Items from a dataset

■ ■ ■ ■ ■ ■ ■

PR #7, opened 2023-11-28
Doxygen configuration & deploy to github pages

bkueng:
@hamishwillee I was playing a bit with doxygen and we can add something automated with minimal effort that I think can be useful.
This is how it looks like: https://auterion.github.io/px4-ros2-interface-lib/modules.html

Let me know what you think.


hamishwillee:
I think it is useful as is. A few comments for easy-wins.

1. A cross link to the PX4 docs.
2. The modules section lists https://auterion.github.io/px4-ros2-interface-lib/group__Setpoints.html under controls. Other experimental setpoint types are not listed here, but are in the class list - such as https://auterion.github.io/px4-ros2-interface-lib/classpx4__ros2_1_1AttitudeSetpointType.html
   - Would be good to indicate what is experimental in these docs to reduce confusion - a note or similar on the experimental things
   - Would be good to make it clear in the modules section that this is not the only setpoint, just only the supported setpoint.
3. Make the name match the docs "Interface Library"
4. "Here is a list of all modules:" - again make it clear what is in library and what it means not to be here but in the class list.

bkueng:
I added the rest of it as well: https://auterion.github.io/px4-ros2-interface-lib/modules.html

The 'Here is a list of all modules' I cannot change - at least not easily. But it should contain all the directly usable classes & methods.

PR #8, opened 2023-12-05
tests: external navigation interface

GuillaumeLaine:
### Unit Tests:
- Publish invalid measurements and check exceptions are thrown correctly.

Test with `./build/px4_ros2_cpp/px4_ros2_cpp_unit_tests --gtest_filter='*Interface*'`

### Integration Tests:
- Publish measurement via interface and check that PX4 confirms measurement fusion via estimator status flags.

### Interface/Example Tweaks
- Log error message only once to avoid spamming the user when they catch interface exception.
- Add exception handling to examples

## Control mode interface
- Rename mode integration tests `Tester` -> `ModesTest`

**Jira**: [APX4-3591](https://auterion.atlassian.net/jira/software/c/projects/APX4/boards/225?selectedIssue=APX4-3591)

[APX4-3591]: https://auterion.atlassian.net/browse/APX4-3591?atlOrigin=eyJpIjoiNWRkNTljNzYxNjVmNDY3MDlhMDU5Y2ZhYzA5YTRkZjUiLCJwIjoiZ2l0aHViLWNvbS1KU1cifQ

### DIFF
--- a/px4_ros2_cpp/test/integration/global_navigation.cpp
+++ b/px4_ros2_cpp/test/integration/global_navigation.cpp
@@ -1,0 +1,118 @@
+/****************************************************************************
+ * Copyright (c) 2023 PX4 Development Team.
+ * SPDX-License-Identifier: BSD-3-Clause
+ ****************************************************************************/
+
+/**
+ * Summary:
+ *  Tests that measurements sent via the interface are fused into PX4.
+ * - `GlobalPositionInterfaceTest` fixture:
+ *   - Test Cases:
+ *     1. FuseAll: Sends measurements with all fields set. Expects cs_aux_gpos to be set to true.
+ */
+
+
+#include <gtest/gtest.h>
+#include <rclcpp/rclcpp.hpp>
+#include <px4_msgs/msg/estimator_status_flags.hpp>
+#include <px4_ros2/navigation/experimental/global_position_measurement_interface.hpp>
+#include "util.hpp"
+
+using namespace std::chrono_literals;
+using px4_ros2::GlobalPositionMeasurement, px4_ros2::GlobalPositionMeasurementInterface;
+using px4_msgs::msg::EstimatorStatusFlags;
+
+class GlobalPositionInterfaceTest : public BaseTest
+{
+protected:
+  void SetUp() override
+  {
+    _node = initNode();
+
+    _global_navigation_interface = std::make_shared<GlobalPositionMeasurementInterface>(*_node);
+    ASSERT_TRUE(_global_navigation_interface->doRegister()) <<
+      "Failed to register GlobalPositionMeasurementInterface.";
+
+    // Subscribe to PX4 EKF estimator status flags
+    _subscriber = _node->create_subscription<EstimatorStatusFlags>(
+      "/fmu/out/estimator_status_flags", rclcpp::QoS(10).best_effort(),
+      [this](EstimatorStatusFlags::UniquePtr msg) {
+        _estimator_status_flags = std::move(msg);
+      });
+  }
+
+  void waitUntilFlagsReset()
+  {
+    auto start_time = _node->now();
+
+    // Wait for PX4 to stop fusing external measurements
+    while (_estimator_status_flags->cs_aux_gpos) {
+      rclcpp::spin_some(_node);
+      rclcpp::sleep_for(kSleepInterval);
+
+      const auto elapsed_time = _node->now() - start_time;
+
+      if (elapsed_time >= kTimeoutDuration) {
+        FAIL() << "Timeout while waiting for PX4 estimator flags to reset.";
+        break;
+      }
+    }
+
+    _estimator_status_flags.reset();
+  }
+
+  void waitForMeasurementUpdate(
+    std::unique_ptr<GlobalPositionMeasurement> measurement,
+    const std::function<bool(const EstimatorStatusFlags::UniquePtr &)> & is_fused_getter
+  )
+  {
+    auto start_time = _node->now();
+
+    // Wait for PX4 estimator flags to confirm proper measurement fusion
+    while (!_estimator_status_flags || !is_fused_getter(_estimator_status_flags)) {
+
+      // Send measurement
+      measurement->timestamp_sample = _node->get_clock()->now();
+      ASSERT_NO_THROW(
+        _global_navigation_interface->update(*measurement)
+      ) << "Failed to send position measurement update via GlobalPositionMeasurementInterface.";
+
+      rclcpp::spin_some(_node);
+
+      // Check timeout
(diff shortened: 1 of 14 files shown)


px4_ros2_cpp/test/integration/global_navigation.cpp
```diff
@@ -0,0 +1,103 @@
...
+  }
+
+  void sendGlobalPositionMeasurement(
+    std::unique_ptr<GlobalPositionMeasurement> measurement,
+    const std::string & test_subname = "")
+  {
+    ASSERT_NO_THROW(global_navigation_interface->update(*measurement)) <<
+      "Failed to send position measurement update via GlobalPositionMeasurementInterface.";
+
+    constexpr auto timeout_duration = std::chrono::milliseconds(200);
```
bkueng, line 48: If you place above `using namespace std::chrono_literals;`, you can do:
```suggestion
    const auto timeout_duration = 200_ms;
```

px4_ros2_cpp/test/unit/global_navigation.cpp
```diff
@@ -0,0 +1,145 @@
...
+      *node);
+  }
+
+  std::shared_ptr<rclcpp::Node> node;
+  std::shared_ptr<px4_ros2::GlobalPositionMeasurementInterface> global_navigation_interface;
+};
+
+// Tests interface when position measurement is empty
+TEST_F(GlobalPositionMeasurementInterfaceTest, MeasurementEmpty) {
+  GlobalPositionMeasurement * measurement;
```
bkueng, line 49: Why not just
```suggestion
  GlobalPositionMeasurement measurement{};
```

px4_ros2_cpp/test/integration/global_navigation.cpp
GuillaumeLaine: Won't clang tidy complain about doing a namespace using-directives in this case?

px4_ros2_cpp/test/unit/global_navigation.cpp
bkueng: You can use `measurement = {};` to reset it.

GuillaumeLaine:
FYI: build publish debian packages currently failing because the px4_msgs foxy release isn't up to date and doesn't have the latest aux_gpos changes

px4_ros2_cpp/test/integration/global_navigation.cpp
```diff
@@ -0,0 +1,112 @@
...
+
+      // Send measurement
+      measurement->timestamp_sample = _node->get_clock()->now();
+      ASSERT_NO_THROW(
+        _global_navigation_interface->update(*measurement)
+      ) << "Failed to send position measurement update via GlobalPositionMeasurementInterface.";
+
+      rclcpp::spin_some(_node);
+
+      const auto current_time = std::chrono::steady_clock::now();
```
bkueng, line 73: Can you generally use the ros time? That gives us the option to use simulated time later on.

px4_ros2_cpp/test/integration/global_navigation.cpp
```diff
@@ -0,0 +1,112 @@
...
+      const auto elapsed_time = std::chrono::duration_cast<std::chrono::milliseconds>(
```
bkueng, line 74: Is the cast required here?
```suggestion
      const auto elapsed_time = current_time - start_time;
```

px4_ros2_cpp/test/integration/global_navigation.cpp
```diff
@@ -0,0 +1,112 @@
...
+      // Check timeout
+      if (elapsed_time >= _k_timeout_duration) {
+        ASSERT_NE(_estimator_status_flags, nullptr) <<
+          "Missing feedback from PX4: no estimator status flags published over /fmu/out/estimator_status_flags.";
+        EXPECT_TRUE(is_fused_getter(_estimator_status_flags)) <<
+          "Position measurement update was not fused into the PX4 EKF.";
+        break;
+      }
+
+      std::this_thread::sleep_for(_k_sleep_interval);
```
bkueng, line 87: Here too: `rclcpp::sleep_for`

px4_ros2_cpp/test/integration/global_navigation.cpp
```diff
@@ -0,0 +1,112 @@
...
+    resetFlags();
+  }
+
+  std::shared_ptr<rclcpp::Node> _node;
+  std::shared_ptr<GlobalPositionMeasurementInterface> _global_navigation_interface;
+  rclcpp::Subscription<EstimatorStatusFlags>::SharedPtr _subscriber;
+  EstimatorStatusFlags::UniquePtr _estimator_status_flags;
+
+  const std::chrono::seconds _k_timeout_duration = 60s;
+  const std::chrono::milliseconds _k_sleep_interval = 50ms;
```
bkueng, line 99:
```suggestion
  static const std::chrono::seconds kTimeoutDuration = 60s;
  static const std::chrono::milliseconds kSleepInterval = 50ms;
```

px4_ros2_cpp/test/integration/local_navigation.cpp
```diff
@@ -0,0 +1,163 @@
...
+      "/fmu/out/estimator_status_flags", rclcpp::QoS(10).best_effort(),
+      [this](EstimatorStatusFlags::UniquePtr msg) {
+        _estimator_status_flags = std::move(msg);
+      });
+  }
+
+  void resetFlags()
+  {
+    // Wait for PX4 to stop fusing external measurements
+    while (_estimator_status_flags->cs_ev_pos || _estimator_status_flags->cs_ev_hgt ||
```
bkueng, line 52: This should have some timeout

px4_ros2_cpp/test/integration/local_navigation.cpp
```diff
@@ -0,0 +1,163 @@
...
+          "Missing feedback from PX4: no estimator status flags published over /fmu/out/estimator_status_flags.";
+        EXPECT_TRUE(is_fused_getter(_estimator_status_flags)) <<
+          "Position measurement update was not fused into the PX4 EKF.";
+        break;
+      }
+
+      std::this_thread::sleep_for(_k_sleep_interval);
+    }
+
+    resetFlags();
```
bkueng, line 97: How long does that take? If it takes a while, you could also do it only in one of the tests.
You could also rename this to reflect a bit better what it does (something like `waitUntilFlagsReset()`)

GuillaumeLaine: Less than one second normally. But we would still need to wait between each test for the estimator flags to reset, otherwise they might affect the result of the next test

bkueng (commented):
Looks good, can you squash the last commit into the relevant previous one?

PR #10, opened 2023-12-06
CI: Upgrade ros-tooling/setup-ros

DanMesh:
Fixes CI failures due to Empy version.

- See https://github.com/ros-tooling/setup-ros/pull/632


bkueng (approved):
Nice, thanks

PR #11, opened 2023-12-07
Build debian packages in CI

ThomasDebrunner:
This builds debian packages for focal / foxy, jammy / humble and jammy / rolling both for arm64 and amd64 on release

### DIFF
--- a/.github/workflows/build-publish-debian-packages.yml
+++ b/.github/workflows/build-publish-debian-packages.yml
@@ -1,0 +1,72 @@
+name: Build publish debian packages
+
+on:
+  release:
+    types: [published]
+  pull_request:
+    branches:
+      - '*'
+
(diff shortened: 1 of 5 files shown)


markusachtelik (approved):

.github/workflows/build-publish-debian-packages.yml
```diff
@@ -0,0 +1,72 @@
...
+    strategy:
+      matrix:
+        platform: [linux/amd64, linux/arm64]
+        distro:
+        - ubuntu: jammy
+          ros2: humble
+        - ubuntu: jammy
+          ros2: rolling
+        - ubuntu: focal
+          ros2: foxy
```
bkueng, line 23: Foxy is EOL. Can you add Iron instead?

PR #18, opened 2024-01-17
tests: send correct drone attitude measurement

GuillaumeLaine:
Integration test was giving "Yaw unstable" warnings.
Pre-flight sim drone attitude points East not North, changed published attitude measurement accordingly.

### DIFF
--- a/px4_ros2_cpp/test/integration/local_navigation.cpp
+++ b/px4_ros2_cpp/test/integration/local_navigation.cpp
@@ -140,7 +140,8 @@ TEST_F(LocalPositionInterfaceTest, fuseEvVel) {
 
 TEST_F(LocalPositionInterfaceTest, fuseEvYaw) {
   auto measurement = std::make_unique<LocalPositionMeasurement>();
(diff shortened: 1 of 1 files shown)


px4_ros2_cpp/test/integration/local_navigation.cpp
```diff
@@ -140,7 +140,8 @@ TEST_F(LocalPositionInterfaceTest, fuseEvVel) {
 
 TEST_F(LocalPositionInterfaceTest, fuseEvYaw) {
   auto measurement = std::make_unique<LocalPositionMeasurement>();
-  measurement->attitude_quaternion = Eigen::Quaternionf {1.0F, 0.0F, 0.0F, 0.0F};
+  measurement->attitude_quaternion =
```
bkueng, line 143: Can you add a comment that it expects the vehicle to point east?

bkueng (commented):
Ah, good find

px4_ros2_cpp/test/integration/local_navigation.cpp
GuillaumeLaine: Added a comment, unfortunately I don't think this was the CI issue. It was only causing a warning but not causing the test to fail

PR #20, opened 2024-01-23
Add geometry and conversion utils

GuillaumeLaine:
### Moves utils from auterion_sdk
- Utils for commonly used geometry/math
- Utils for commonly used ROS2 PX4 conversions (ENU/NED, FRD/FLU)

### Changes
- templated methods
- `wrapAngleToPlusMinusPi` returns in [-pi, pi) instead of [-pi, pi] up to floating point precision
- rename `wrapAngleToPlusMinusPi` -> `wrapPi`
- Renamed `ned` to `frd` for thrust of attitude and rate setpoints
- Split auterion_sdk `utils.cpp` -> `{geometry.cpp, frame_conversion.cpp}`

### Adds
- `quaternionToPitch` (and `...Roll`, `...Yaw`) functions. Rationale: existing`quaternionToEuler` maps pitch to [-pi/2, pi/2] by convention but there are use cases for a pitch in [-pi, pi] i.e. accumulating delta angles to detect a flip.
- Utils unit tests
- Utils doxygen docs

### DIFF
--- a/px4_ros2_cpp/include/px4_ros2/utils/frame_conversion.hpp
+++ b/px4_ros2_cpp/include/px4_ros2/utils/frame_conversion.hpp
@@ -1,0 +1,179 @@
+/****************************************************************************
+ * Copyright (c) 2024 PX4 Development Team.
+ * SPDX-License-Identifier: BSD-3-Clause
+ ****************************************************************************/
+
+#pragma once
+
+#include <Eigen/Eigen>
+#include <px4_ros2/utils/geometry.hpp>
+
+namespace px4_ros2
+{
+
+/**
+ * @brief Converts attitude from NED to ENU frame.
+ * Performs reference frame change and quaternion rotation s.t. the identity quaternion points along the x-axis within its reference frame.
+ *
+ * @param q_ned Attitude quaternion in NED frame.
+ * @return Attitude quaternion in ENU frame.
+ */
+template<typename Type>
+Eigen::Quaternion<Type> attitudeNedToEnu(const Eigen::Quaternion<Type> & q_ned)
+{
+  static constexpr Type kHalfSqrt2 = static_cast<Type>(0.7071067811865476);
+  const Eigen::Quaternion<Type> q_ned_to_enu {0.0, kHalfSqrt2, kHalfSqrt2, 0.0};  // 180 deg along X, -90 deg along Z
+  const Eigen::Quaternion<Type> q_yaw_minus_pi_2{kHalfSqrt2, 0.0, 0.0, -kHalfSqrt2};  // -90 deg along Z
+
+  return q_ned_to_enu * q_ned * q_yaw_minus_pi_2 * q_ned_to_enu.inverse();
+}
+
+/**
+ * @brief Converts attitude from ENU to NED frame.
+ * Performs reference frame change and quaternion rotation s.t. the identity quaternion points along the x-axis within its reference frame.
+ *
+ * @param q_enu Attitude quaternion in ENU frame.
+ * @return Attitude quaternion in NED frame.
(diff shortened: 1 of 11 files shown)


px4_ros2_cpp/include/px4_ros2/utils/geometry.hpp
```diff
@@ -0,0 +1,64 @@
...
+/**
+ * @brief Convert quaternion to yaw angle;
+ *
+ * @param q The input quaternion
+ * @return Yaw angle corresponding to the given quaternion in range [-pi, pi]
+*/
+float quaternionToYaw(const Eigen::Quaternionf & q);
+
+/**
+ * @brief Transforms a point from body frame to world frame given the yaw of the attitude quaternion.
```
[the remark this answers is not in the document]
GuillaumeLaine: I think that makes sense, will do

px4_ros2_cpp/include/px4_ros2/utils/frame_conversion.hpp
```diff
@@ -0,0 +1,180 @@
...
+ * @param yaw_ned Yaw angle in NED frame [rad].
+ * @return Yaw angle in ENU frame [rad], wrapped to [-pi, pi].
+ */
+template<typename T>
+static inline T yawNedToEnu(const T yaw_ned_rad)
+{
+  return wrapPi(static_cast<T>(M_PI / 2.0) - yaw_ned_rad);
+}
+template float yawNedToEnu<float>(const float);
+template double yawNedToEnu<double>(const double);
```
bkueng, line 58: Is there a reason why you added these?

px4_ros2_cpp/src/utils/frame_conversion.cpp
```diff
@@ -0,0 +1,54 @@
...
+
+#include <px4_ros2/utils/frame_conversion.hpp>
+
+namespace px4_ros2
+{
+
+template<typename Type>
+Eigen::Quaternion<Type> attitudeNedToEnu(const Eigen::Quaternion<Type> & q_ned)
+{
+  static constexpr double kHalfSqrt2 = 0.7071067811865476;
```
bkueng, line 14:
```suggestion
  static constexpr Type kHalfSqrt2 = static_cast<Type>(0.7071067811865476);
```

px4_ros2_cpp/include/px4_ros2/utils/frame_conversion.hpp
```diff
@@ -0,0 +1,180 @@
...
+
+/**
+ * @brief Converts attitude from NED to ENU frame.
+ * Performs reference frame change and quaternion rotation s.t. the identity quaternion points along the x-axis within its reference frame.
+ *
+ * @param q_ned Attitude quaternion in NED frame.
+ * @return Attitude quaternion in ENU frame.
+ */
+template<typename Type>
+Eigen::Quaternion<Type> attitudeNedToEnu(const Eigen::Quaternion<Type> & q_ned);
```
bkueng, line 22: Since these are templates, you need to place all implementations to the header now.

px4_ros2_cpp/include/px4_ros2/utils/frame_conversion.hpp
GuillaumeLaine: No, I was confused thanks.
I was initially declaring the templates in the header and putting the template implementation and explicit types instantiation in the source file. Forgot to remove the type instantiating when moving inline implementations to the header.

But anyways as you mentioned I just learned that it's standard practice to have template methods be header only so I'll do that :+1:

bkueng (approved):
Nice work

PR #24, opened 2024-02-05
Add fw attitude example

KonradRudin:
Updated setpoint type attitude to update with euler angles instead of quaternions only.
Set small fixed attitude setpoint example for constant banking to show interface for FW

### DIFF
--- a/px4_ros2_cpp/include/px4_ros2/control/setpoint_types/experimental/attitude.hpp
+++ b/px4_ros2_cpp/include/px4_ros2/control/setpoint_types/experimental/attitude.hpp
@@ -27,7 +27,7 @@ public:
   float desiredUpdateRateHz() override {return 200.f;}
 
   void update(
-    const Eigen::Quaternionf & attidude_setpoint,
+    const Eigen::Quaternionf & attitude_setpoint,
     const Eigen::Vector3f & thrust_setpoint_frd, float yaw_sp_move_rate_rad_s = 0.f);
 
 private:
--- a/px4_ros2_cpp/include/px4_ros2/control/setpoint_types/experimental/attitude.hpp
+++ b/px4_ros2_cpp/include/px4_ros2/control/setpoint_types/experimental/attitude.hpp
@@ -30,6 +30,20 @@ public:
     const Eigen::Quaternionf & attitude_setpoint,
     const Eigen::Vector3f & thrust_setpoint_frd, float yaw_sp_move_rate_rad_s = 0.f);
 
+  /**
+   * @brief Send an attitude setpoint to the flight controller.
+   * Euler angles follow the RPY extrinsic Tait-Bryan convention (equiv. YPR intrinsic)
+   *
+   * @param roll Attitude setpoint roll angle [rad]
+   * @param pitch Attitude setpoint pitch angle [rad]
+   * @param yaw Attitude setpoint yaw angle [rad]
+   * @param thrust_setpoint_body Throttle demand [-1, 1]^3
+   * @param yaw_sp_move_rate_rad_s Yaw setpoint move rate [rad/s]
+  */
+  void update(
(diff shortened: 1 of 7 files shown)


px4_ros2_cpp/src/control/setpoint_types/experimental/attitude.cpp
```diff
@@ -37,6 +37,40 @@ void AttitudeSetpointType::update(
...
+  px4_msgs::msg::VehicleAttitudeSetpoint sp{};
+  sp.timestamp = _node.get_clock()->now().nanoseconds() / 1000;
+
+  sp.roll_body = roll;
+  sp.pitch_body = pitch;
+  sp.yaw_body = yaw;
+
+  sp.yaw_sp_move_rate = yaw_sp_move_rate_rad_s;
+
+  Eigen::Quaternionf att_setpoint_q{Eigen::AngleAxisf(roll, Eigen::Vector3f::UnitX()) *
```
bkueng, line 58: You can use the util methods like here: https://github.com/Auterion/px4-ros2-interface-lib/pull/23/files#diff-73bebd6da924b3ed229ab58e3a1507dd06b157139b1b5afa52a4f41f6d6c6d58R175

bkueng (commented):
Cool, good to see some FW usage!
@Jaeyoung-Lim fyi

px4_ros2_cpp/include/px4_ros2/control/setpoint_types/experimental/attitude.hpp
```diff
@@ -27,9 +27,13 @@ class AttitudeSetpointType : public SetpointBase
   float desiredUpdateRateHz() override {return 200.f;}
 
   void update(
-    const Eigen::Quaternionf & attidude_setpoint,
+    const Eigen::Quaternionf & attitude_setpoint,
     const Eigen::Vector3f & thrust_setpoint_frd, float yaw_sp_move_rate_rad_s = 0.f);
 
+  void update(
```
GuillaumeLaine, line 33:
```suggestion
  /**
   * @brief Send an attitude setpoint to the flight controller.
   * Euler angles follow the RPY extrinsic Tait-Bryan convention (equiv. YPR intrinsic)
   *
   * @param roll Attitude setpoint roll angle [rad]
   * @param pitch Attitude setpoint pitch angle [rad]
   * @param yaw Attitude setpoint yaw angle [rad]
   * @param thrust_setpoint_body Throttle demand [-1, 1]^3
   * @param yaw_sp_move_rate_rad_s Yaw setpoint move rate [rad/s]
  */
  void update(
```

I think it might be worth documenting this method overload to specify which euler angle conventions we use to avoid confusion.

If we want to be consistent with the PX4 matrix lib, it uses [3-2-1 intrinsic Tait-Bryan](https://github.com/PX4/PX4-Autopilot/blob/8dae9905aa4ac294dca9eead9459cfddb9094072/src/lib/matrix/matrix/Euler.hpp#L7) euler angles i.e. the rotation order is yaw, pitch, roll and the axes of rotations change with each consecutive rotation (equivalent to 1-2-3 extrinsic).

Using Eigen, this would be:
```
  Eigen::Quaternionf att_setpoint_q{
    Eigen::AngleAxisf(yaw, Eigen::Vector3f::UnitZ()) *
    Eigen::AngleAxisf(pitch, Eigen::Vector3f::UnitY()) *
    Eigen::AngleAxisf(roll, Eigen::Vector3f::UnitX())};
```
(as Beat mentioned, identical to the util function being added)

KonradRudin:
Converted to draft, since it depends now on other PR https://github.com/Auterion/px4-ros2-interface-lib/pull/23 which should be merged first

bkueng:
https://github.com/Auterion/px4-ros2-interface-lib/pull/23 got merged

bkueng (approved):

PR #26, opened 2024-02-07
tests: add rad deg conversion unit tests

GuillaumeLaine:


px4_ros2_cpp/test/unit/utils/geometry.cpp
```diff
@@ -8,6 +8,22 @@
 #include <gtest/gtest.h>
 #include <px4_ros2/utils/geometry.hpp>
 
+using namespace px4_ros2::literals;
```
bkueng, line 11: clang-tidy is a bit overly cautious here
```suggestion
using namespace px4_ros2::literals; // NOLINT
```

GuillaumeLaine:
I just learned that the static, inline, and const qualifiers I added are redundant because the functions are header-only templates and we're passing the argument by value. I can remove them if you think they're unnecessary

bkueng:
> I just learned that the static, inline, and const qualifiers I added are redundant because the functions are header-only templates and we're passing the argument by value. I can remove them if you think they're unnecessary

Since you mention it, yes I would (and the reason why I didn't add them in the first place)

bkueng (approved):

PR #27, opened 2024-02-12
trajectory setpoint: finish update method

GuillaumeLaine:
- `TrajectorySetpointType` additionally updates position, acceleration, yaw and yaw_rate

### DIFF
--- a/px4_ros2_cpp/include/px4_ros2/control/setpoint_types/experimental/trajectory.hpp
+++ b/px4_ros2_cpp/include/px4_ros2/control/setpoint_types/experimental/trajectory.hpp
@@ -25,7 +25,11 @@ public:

■ ■ ■ ■ ■ ■ ■

● WHAT THE EXERCISE ASKS
Only the lines above starting at the line that holds "Doxygen configuration &" and ending at the line that holds "- Log error" are to be repeated, exactly and in full.

● YOUR SOLUTION
Doxygen configuration & deploy to github pages

bkueng:
@hamishwillee I was playing a bit with doxygen and we can add something automated with minimal effort that I think can be useful.
This is how it looks like: https://auterion.github.io/px4-ros2-interface-lib/modules.html

Let me know what you think.


hamishwillee:
I think it is useful as is. A few comments for easy-wins.

1. A cross link to the PX4 docs.
2. The modules section lists https://auterion.github.io/px4-ros2-interface-lib/group__Setpoints.html under controls. Other experimental setpoint types are not listed here, but are in the class list - such as https://auterion.github.io/px4-ros2-interface-lib/classpx4__ros2_1_1AttitudeSetpointType.html
   - Would be good to indicate what is experimental in these docs to reduce confusion - a note or similar on the experimental things
   - Would be good to make it clear in the modules section that this is not the only setpoint, just only the supported setpoint.
3. Make the name match the docs "Interface Library"
4. "Here is a list of all modules:" - again make it clear what is in library and what it means not to be here but in the class list.

bkueng:
I added the rest of it as well: https://auterion.github.io/px4-ros2-interface-lib/modules.html

The 'Here is a list of all modules' I cannot change - at least not easily. But it should contain all the directly usable classes & methods.

PR #8, opened 2023-12-05
tests: external navigation interface

GuillaumeLaine:
### Unit Tests:
- Publish invalid measurements and check exceptions are thrown correctly.

Test with `./build/px4_ros2_cpp/px4_ros2_cpp_unit_tests --gtest_filter='*Interface*'`

### Integration Tests:
- Publish measurement via interface and check that PX4 confirms measurement fusion via estimator status flags.

### Interface/Example Tweaks
- Log error message only once to avoid spamming the user when they catch interface exception.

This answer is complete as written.